◆ **Record extracts**
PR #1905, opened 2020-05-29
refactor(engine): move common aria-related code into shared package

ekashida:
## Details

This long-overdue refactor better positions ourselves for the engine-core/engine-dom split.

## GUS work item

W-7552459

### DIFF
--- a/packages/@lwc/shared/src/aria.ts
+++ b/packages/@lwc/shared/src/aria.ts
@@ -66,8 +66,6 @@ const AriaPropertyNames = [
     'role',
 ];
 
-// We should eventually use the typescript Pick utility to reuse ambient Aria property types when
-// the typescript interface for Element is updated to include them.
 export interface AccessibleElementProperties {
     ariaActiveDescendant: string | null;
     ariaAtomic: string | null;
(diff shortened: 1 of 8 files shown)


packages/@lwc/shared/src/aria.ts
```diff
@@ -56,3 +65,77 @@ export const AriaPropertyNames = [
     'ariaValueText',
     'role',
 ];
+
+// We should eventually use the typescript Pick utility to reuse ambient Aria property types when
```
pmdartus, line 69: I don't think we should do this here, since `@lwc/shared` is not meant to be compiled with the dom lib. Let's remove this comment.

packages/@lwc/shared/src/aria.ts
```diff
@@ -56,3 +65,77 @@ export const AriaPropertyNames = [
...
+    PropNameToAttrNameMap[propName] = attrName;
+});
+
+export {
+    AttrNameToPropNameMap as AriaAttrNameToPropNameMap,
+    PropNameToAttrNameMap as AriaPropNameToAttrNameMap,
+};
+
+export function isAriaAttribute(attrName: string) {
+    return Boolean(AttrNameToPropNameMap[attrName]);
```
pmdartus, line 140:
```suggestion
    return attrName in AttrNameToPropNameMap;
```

◆ **What to work on**
The lines above that hold the word "ambient" should be found and copied out.

◆ **Written answer**
-// We should eventually use the typescript Pick utility to reuse ambient Aria property types when
+// We should eventually use the typescript Pick utility to reuse ambient Aria property types when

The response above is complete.